In total, 41 monoinfected, one coinfected, and 5 superinfected individuals were followed longitudinally. Superinfection occurred at a median of 20.1 months from EDI (IQR, 7.0–27.7 months), with a median follow-up of 24.3 months (IQR, 7.0–32.5 months). Median follow-up for the monoinfection group was 12.4 months (IQR, 4.6–29.3 months). During follow-up, the viral populations in 12 of 47 subjects changed coreceptor usage (6 toward X4, and 6 toward R5). Viral coreceptor usage in 5 superinfected (and 1 coinfected) subjects did not have statistically significantly different rates of change (toward R5 or X4) compared to monoinfected individuals. For the 41 monoinfections, inferred coreceptor usage changed from R5 to X4 in 4 participants. For the 5 superinfections, predictions changed from R5 to X4 in 2 participants (Fisher exact test, P = .12). Viral coreceptor usage did not change in the single coinfected participant.
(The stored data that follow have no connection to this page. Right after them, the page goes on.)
PR #5189, opened 2023-05-11
Add notifications for AI API interactions

### LINKED ISSUE #5188: Add notification when macro eyes API runs
Curently it's hard to see if the Macro Eyes API is being called or not in the Application when the user clicks the 'Use Suggested' button on a Program Requistion.

Ideally the system should show some kind of notification to confirm if a macro eyes api call has been made.

Perhaps something like at toast message saying

"X usage predictions updated from STRIATA API"

(STRIATA is the forecasting system from MacroEyes)

`ToastAndroid.show();` might be useful?

If the API returns an error, and error toast with error information should be displayed.

## Implementation

I would expect this message to be triggered around here:
https://github.com/openmsupply/mobile/blob/3b21d2587b82a1a4ee92ebb4470fc860a8f0eb56/src/pages/SupplierRequisitionPage.js#L288

Do nothing

## Additional context

There's a pilot underway with this code, and we need better visibility of usage.
Branch: `feature/macro-eyes`

jmbrunskill:
Fixes #5188 

## Change summary

- Use positive daily usage as item_filter (should result in more reliable requests to API)
- Move API Key db lookup inside request, to avoid global state not being updated correctly? - Possible improvement

- Add notification toasts to inform user of AI API interactions

*Success*
Kapture 2023-05-12 at 10 03 05

*Error*
Kapture 2023-05-12 at 10 04 16

## Testing

- [ ] Setup api requests in Store config
- [ ] Test with API Errors

Performance issue on old devices?

### DIFF
--- a/src/utilities/prediction/macroEyes.js
+++ b/src/utilities/prediction/macroEyes.js
@@ -6,15 +6,12 @@
  * - Update suggested values in requisition item list
  *
  */
+import { ToastAndroid } from 'react-native';
 import { useEffect, useState } from 'react';
 
 import { UIDatabase } from '../../database';
 import { SETTINGS_KEYS } from '../../settings';
-
-const API_URL =
-  UIDatabase.getSetting(SETTINGS_KEYS.ME_PREDICTION_API_URL) || 'http://civapi.dev.macro-eyes.com';
-
-const API_KEY = UIDatabase.getSetting(SETTINGS_KEYS.ME_PREDICTION_API_KEY);
+import { programStrings } from '../../localization';
 
 const RETRY_COUNT = 3;
 const TIMEOUT_MS = 10 * 1000;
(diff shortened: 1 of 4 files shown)


Chris-Petty (approved):
🚀

src/utilities/prediction/macroEyes.js
```diff
@@ -6,15 +6,12 @@
...
+import { ToastAndroid } from 'react-native';
 import { useEffect, useState } from 'react';
 
 import { UIDatabase } from '../../database';
 import { SETTINGS_KEYS } from '../../settings';
-
-const API_URL =
-  UIDatabase.getSetting(SETTINGS_KEYS.ME_PREDICTION_API_URL) || 'http://civapi.dev.macro-eyes.com';
-
-const API_KEY = UIDatabase.getSetting(SETTINGS_KEYS.ME_PREDICTION_API_KEY);
```
Chris-Petty, line 17: I was looking at some react code somewhere else and thinking about this again. It's not immediately obvious because these constants are simply used inside the methods below, but they've probably worked functionally like the database singleton pattern below:

https://github.com/openmsupply/mobile/blob/1f849502e6fb6cbb7984ca17b83522643e30ac32/src/database/BaseDatabase.js#L1-L21

bijaySussol (approved):
@jmbrunskill : 

Much Much better thanks @jmbrunskill 
Approved!

PR #5219, opened 2023-06-06
#5215 fixed alert issue for name duplicity check

### LINKED ISSUE #5215: Vaccinations module: Wrong alert when using patient
## Describe the bug

On the vaccination module on mSupply mobile while trying to select patient its giving wrong alert the name and date already exist and also there is same behaviour while adding the new patient which doesn't even exist

### To reproduce

1. Turn on the preference `mobile: Uses Vaccine Module` for the particular mobile store
2. Go to vaccination module
3. Try to search and use the existing patient
5. Also go to new patient and try creating new one
6. See error

### Expected behaviour

Should give appropriate error if there is some duplications 

### Proposed Solution

### Version and device info

- App version: v706
- Tablet model: mSupply mobile v8.6.5

### Additional context
 
https://github.com/openmsupply/mobile/assets/115983430/2507241f-2418-4a09-8b72-58064d478dd6

arjunSussol:
Fixes #5215 

## Change summary

Mobile > In the vaccination module > Name duplicity check alert should be generated for new patient.
Check for local duplicity of patient when creating new.
If patient already exists with same lastName, firstName, and dateOfBirth then we need a confirmation modal.
Either we can cancel the duplicity or can create duplicate patient.

## Testing

- [ ] Go to Vaccination, if not activated then active from desktop
- [ ] Create a new patient
- [ ] Enter all mandatory fields, the `Save` button will be enable to create new patient.
- [ ] Save above patient.
- [ ] Try to recreate the same patient having same firstName, lastName, and dateOfBirth as above
- [ ] If above fields are matched then an confirmation alert `Are you sure you want to duplicate this patient? A patient with name: {0} and date of birth: {1} already exist.` will be generated.
- [ ] If you click `Cancel` then nothing will be saved and page return to first tab of vaccination page.
- [ ] If you click `OK` then you are allowed to create a duplicate patient having same details as above.
- [ ] After clicking `OK`, and entering all mandatory fields click `Next` button and process all step to create a patient and its related vaccination event.
- [ ] In vaccination module a patient will be created successfully after vaccination.
- [ ] After this test same process from `Dispensing` module too.

### DIFF
--- a/src/selectors/Entities/name.js
+++ b/src/selectors/Entities/name.js
@@ -138,6 +138,8 @@ export const selectIsNewName = state => {
   const { editing } = nameState;
   const { id } = editing ?? '';
 
-  const isNewName = UIDatabase.objects('Name').filtered('id = $0', id).length === 0;
-  return isNewName;
+  if (id) {
+    return UIDatabase.objects('Name').filtered('id = $0', id).length === 0;
+  }
+  return false;
 };
--- a/src/selectors/Entities/name.js
+++ b/src/selectors/Entities/name.js
@@ -132,3 +132,12 @@ export const selectWasPatientVaccinatedWithinOneDay = state => {
 
   return !!history.filter(historyRecord => historyRecord.confirmDate.getTime() > oneDayAgo).length;
 };
+
+export const selectIsNewName = state => {
+  const nameState = selectSpecificEntityState(state, 'name');
+  const { editing } = nameState;
+  const { id } = editing ?? '';
+
+  const isNewName = UIDatabase.objects('Name').filtered('id = $0', id).length === 0;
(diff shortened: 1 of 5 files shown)


anildahalsussol:
@arjunSussol : Still getting the same issue as raised.

arjunSussol:
> @arjunSussol : Still getting the same issue as raised.

@anildahalsussol should be fixed by https://github.com/openmsupply/mobile/pull/5219/commits/bd02957795ea0a6015a776df17842ec3243c5897

anildahalsussol (approved):
Looks good. No more issue but there is another policies issue which is already reported by @AnushaUp.
And as agreed: duplicity while editing is ignored.

PR #5228, opened 2023-06-13
#5223 fixed dob issue and dispense vaccine

### LINKED ISSUE #5223: Doesn't let you create prescription through vaccination if the patient is from another store
## Describe the bug

There's some wrong alert while creating prescription from the vaccination module if the patient is from another store. It gives the alert if the patient is from same store as well but we can edit date and only it will give access to go forward but for patient of other store edit mode is disabled. 

https://github.com/openmsupply/mobile/assets/115983430/6f6c81c7-5518-475e-a6ed-1781783aa82c

### To reproduce

1. Go to Vaccination module and create prescription 
2. Click on Patient from another store and see error
3. It either redirect you back or doesn't let you go ahead and stops you there

### Expected behaviour

Should let you create prescription

arjunSussol:
Fixes #5223 

## Change summary

Able to dispense vaccine to existing patient without playing with dob.

## Testing

- [ ] Go to Vaccination module
- [ ] View existing patient and click Next button, should go to next tab without touching date of birth field as it should be accurately set.
- [ ] Dispense a vaccine to them
- [ ] Try to do same to the new patient
- [ ] Also, test in Dispensing module too.

### DIFF
--- a/src/utilities/formInputConfigs.js
+++ b/src/utilities/formInputConfigs.js
@@ -128,7 +128,7 @@ const FORM_INPUT_CONFIGS = seedObject => ({
     isRequired: true,
     validator: input => {
       let inputDate = moment(input, DATE_FORMAT.DD_MM_YYYY, null, true);
-      if (input instanceof Date && !Number.isNaN(input)) {
+      if (typeof input === 'number') {
         inputDate = moment(input);
       }
 


anildahalsussol (approved):
Reverting to the same old. So looks good approved.

PR #945, opened 2025-07-13
v2: Add cheatsheet to footer

nischal-shetty2:


src/lib/utils.ts
```diff
@@ -39,3 +39,23 @@ export const setIntervalDebounced = (
 export const satsToBtc = (value: string) => parseInt(value, 10) / 100000000
 
 export const btcToSats = (value: string) => Math.round(parseFloat(value) * 100000000)
+
+declare type SemVer = { major: number; minor: number; patch: number; raw?: string }
```
theborakompanioni, line 43: Wondering why `declare` is needed here. Can you explain?

theborakompanioni:
image

Nit: Scrollbar looks a bit odd with the rounded box - can only the enumerated content be in a scroll box?

src/lib/utils.ts
nischal-shetty2: its unnecessary, removed in the new commit

PR #947, opened 2025-07-18
chore: update jar balance

### LINKED ISSUE #911: After sending a transaction, detailed view of a jar still shows the old balance
**Expected behavior**

Jar's balance should reflect reality

**Actual behavior**

When sending a (non-collaborative) transaction out of a jar, the UTXO that was spent doesn't show up in the Jar's UTXO's, the jar balance in the overview is correct, but looking inside the jar givves incorrect balance. the spent TXO is also visible in jar > Details > Internal adresses

  1. spend one UTXO from a jar (freeze the others & sweep send non-collaborative transaction)
  2. observe jar's balance in Wallet distribution (correct) vs balance when looking inside the jar
  3.

**Specifications**
  - Version: 0.3.0
  - Platform: Start9
  - Browser: Chrome

**Additional context**

Image
Image

saurabhraghuvanshii:
fix #911 

- Fixed: the total displayed for a jar now sums the live UTXO values instead of using the possibly-stale jar.account_balance coming from /display.
- Passed String(utxosBalance) to the Balance component for the total line in the UTXO tab.

### DIFF
--- a/src/components/jar_details/JarDetailsOverlay.tsx
+++ b/src/components/jar_details/JarDetailsOverlay.tsx
@@ -141,6 +141,10 @@ const JarDetailsOverlay = (props: JarDetailsOverlayProps) => {
     return selectedUtxos.map((it) => it.value).reduce((acc, curr) => acc + curr, 0)
   }, [selectedUtxos])
 
+  const utxosBalance: Api.AmountSats = useMemo(() => {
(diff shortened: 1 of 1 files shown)


theborakompanioni (approved):
LGTM! Thank you @saurabhraghuvanshii :pray:

PR #949, opened 2025-07-19
fix: stop token refresh interval when no wallet is active

nischal-shetty2:


theborakompanioni:
Hmm.. shouldn't the token just be deleted when there is no active wallet?

nischal-shetty2:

Interrogation of the first superinfection case where coreceptor usage changed (G59) revealed an R5-using viral population at 1.5 months after the EDI; however, X4-using variants were detected 18 months later (Figure 2A). Simultaneously, DI was confirmed. Geno2pheno predicted X4-using variants in the second but not the initial strain. Phylogenetic analysis demonstrated both strains present from 20 to 29 months after the EDI; however, the second strain disappeared at 31 months after the EDI, and concurrently the viral population returned to R5. In the second case (L78), the viral population was R5 at baseline, then low-level X4 variants were detected at 6.6 months after the EDI, but the superinfecting strain was not identified until 3 months later. At this time point, X4 variants decreased below 1% (Figure 2B).
Figure 2.
HIV-1 superinfection and inferred X4 coreceptor usage over time. In case G59 A, an increase in the proportion of X4 usage (black solid diamonds) coincided with the detection of a superinfecting strain (pie charts), and X4 variants disappeared when this strain was no longer detected. In case L78 B, low-level detection of X4 usage occurred right before detection of the superinfecting strain, and decreased below 1% when the second strain was detected. HIV-1 RNA viral load (gray squares) over time for each participant is superimposed. Abbreviations: EDI, estimated date of infection; HIV-1, human immunodeficiency virus type 1; X4 usage, viral population with >1% X4 variants detected at a false positive rate of 5%.
DISCUSSION
The use of next-generation sequencing in this study provided the opportunity to identify with more sensitivity both HIV-1 DI and minority variants with different coreceptor usage in a cohort of patients followed longitudinally after primary infection. The cohort had a high prevalence of inferred X4 usage at the first sampled time point (22.5%), similar to previous reports using UDS [12]. Baseline X4 usage in the cohort was not associated with DI or time after EDI. The analysis of subjects followed over time found that viral populations in 26% of subjects changed coreceptor usage during follow-up (13% toward X4, and 13% toward R5). When compared to a similar group of 41 monoinfected individuals followed longitudinally, the viral coreceptor usage in 5 superinfected (and 1 coinfected) subjects did not have statistically significantly different rates of change toward either R5 or X4. However, coreceptor usage did change toward X4 (>1% intrasample X4 variants) in 4 of 41 (9.8%) monoinfections vs 2 of 5 (40%) superinfections (P = .12), suggesting a possible association between X4 usage gain and superinfection.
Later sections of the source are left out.